February 10, 2013

Johnny And June

I just woke up from this dream.  I wanted to tell you before I forgot.  I was hoping to tell you while I was still in that half state.  I had this log - like the ones I was chopping yesterday.  It was yay long.  Doesn't matter.  I'm afraid you're going to wake up or the kids wake up before I can get this out.  Last night when you told me about this contest, first idea I had was that this man was going to prison.  He'd killed a police officer.  He'd pick pocketed a cellphone from a guard.  He was making his last phone call.  He wasn't getting his "only call", he was stealing a call because police officers have special treatment for men who kill their own.  Instead of  his wife, he got the beep.  He had six hundred words to convince his wife he didn't do it.  This was going to be a long shot since he already had a record.  On top of that - she didn't trust him.  Since it was a beep, a recorded message, he knew he could get the message passed on.  He goes on to tell different friends the message to spread the word.

As you know, instead of writing, I felt like chopping more wood and just hanging out with you. I'm tired of this creating stuff for ether.  There's a bazillion people with a bazillion ideas.  Good ideas.  Call me negative, which you never have or will, after the "Johnny Cash marathon"  I figured, well if they wanted to hear something good and creative, why not just listen to the entire album "The Rambler" - not to mention the greats like Shakespeare - talk about soliloquy!

But I'm getting off track and losing that wonderful sensation of juxtaposed-mingling ideas you get after waking from a wonderful sleep.  I do need serotonin, don't I?  Works, right?

So anyhow, listen, I took this log and tried to check it into a library.  Can you believe that?!  It made complete sense to me.  As far as I can tell between surfing down a huge wave, climbing rickety stairs only to find a low rider at the top,  to finding a secret entrance to a crowded pub that sold ice cream, to pulling my hair out over Kaley's messy room - between all that I attempted to donate this log to the library and then check it right back out.

This flipped over and I had this painting I had done.  It was in pieces.  The pieces were still wet and I kept dropping and smudging them - like dream sequences.  Obviously it represented the painting I made for Richard.  Like I said, when I put the pieces of the painting together, it may represent his heart becoming fixed or maybe, at least, that I kept it apart because it was a puzzle I can't solve.  I hope it goes to St. Lukes.

Why would I check a log into a library and then check it out?  Oh yes!  The reason was that the log was going to tell a story.  It made complete sense.  Why did I chop wood all day yesterday alongside a Johnny Cash marathon?

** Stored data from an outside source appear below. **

PR #49, opened 2020-01-13
pkg/printer: Use interface in print methods

glibsm:
Signed-off-by: Glib Smaga <code@gsmaga.com>

### DIFF
--- a/pkg/printer/printer.go
+++ b/pkg/printer/printer.go
@@ -21,10 +21,10 @@ import (
 	"strings"
 	"text/tabwriter"
 
-	pb "github.com/cilium/hubble/api/v1/flow"
-	"github.com/cilium/hubble/pkg/format"
-
 	"github.com/cilium/cilium/pkg/monitor/api"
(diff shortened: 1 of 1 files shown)


pkg/printer/printer.go
```diff
@@ -157,14 +158,14 @@ func getFlowType(f *pb.Flow) string {
...
-	if f.Verdict == pb.Verdict_DROPPED {
-		return api.DropReason(uint8(f.EventType.SubType))
+	if f.GetVerdict() == pb.Verdict_DROPPED {
+		return api.DropReason(uint8(f.GetEventType().SubType))
 	}
-	return api.TraceObservationPoint(uint8(f.EventType.SubType))
+	return api.TraceObservationPoint(uint8(f.GetEventType().SubType))
 }
 
 // WriteProtoFlow writes pb.Flow into the output writer.
```
Rolinh: I think the method comment should be updated: `s/pb.Flow/f`

PR #55, opened 2020-01-20
refactor: Move ipCacheEvents channel inside ObserverServer

michi-covalent:
To be consistent with other channels like endpointEvents and logRecord.

### DIFF
--- a/pkg/server/ipcache.go
+++ b/pkg/server/ipcache.go
@@ -103,9 +103,14 @@ func (s *ObserverServer) processIPCacheEvent(an monitorAPI.AgentNotify) bool {
 	return false
 }
 
-// syncIPCache initializes the IPCache by fetching an initial version from
-// Cilium and then starts reading IPCacheNotification from the channel.
-func (s *ObserverServer) syncIPCache(ipcacheEvents <-chan monitorAPI.AgentNotify) {
+// syncIPCache will obtain an initial IPCache snapshot from Cilium
+// and then start mirroring IPCache events based on IPCacheNotification sent
+// through the ipCacheEvents channels. Only messages of type
+// `AgentNotifyIPCacheUpserted` and `AgentNotifyIPCacheDeleted` should be sent
+// through that channel. This function assumes that the caller is already
+// connected to Cilium Monitor, i.e. no IPCacheNotification must be lost after
+// calling this method.
+func (s *ObserverServer) syncIPCache() {
 	for {
 		err := s.fetchIPCache()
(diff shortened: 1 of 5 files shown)


pkg/server/ipcache.go
```diff
@@ -103,9 +103,14 @@ func (s *ObserverServer) processIPCacheEvent(an monitorAPI.AgentNotify) bool {
...
-// Cilium and then starts reading IPCacheNotification from the channel.
-func (s *ObserverServer) syncIPCache(ipcacheEvents <-chan monitorAPI.AgentNotify) {
+// syncIPCache will obtain an initial IPCache snapshot from Cilium
+// and then start mirroring IPCache events based on IPCacheNotification sent
+// through the ipCacheEvents channels. Only messages of type
+// `AgentNotifyIPCacheUpserted` and `AgentNotifyIPCacheDeleted` should be sent
+// through that channel. This function assumes that the caller is already
+// connected to Cilium Monitor, i.e. no IPCacheNotification must be lost after
+// calling this method.
+func (s *ObserverServer) syncIPCache() {
```
gandro: While I agree that the current interface is ugly, it was created to enforce this constraint ("This function assumes that the caller is already connected to Cilium Monitor"). Unfortunately with this PR, this constraint can easily be broken:

In cases where it takes Hubble a while to open the Cilium Monitor socket, we will end up losing updates:
1. `syncIPCache()` is called in `Start()`, an initial ipcache is fetched.
2. Cilium send upsert event, since nobody is connected to the socket, it is lost.
3. `consumeMonitorEvents()` is started, only then the monitor socket is opened, but now the event is already lost.

michi-covalent: do we have similar issues with syncing endpoints / fqdn, or is this unique to ipcache?

gandro: I think the other caches currently run into the danger of loosing events, though I think some cases they are able to recover, where as IP cache is not. For example endpoint events are always indexed by the endpoint ID which never changes. Meanwhile, the CIlium IP cache implementation has logic for "key change events" when an IP is promoted to a CIDR. If this happens and we miss that update, any subsequent updates for that IP will fail (since we missed the key update). I'm not entirely sure when/if this happens, to be honest, and if it is a problem in practise. 

I do think however that we should unify the way we update caches. I would highly prefer for the endpoint cache to work similarly to IP cache, i.e. having a single channel for add/remove events, instead of having two (which introduces the danger of events arriving out of order).

PR #58, opened 2020-01-20
serve: Add "local" mode

michi-covalent:
LocalObserverServer that simply ignores all the state change events. It's
meant to be started embeeded in Cilium process, and thus the parser can
access the Cilium state directly without maintaining a copy.

Note that LocalObserverServer still connects to the monitor socket to
receive monitor events from Cilium. We need to figure out how to access
monitor events from Cilium's ring buffer.

### DIFF
--- a/cmd/serve/serve.go
+++ b/cmd/serve/serve.go
@@ -90,7 +90,30 @@ func New(log *zap.Logger) *cobra.Command {
 				}()
 			}
 
-			err = Serve(log, listenClientUrls)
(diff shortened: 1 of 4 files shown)


michi-covalent:
a rough draft for cilium-side change as a reference: https://github.com/cilium/cilium/tree/pr/michi/hubble

michi-covalent:
not ready for review just yet, need to make some small changes.

PR #59, opened 2020-01-21
serve: Add a "local" server

michi-covalent:
LocalObserverServer. It ignores all the state change events and does not
connect to Cilium's monitor socket. It's meant to be started embeeded in
Cilium process so that:

1. the parser can access Cilium state directly without making a copy, and
2. the server can receive monitor payloads by registering a listener.

### DIFF
--- a/cmd/serve/serve.go
+++ b/cmd/serve/serve.go
@@ -91,7 +91,32 @@ func New(log *zap.Logger) *cobra.Command {
 				}()
 			}
 
-			err = Serve(log, listenClientUrls)
+			ciliumClient, err := client.NewClient()
+			if err != nil {
+				log.Fatal("failed to get Cilium client", zap.Error(err))
+			}
+			ipCache := ipcache.New()
+			fqdnCache := fqdncache.New()
+			serviceCache := servicecache.New()
+			endpoints := v1.NewEndpoints()
+			podGetter := &server.LegacyPodGetter{
+				PodGetter:      ipCache,
+				EndpointGetter: endpoints,
+			}
+			payloadParser, err := parser.New(endpoints, ciliumClient, fqdnCache, podGetter, serviceCache)
+			if err != nil {
+				log.Fatal("failed to get parser", zap.Error(err))
+			}
+			s := server.NewServer(
+				ciliumClient,
+				endpoints,
+				ipCache,
+				fqdnCache,
+				serviceCache,
+				payloadParser,
+				int(maxFlows),
+			)
+			err = Serve(log, listenClientUrls, s)
 			if err != nil {
 				log.Fatal("", zap.Error(err))
 			}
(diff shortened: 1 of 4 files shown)


michi-covalent:
rebased to pick up https://github.com/cilium/hubble/commit/657284b286e34c6528053ec50406de5722a352f8

cmd/serve/serve.go
```diff
@@ -296,6 +292,11 @@ func Serve(log *zap.Logger, listenClientUrls []string) error {
 	setupSigHandler()
 	fmt.Printf("Press Ctrl-C to quit\n")
 
+	if !s.UseMonitorSocket() {
+		// Don't connect to monitor socket. Block here.
+		select {}
```
glibsm: 🤔 

Trying to decide if this signals something bad about this function that it requires noop blocking

michi-covalent: we probably don't need to do this. on hubble side i'm doing https://github.com/cilium/cilium/commit/f0db2ca2e9ef82fb01e1150b2aca4dd2e87274ea#diff-1113406423fe93e2d600aa0f9e69183bR1353

we can call runHubble without creating a new goroutine if Serve() doesn't block i think.

michi-covalent: something like this: https://github.com/cilium/cilium/commit/0c0f38988608d10706dfa9b8e19895c2bcbe4125#diff-1113406423fe93e2d600aa0f9e69183bR1352

pkg/server/observer.go
```diff
@@ -41,6 +41,22 @@ import (
...
 
+// Observer defines the interface for observer server.
+type Observer interface {
+	observer.ObserverServer
+	Start()
+	GetEventsChannel() chan *pb.Payload
+	GetEndpointEventsChannel() chan<- monitorAPI.AgentNotify
+	GetLogRecordNotifyChannel() chan<- monitor.LogRecordNotify
+	StartMirroringIPCache(ipCacheEvents <-chan monitorAPI.AgentNotify)
+	StartMirroringServiceCache(ipCacheEvents <-chan monitorAPI.AgentNotify)
```
gandro: How hard would it be to remove these from the interface? I would love to end up in a situation where we are able to split the observer fully into two parts/interfaces:

- One part contains a read-only reference to the ring buffer and uses it to serve the gRPC API (thus doesn't need these methods)
- The other part reads from cilium monitor to both populate the caches (when running Hubble outside of Cilium in a separate process) and the ring-buffer.

michi-covalent: probably not that hard. i think consumeMonitorEvents is the only thing that calls these methods:  https://github.com/cilium/hubble/commit/174a5a38b421b7c9f638e59fde8d17fdb276a185#diff-2079af2803eabcc08ae613577ea25d47R392 and local server doesn't call consumeMonitorEvents.

let me play around a bit.

Rolinh: I fully agree that the observer is doing too much and should be split into smaller components with less responsibilities. However, I don't think such involved work should be part of this PR. We should maybe open an issue for that one.

michi-covalent: @gandro @Rolinh i opened another pr https://github.com/cilium/hubble/pull/64 . it's slightly different from what @gandro suggested, but i think it's cleaner than this pr.

- clean up the Observer interface: https://github.com/cilium/hubble/pull/64/files#diff-69945783af04950df9270c268c24c6a1R52. it adds a single method HandleMonitorSocket that encapsulates the logic for connecting to monitor socket and consuming monitor events. it's a noop for local server.
- move all the code related to monitor socket handling from cmd/serve.go to server/observer.go: https://github.com/cilium/hubble/pull/64/files#diff-69945783af04950df9270c268c24c6a1R468. cmd/serve.go simply calls HandleMonitorSocket.

michi-covalent:
moved to https://github.com/cilium/hubble/pull/64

I'm replacing Beer with Big Red!  Dopamine for Serotonin!  This is why I woke up at 9:57 and am having to feverishly tell this to you. And when Johnny Cash sang about the girl he loved, it was you!  And I remembered that no matter how stupid I've ever been, you've always been June Carter.  And all you can say to my stupid ramblings, paintings, writings, posts and logs is the best.  You say gleefully, "That's wonderful.  You oughtta enter that into a contest.  Make a story out of it".

In your mind, you think I can make a log into a book.  Doesn't matter what I do, you love me and that is why I thought I'd write this.  And you know just as well as I do that I wrote this to win, but somehow in the flurry realize what's important.  That's why I'd rather just cut logs and hang out here and not worry so much about creating and expressing because these people are far away.  You are right here.  So this is for you, baby.  I love you.

1 comment:

Kim said...

This is the best gift you ever gave me.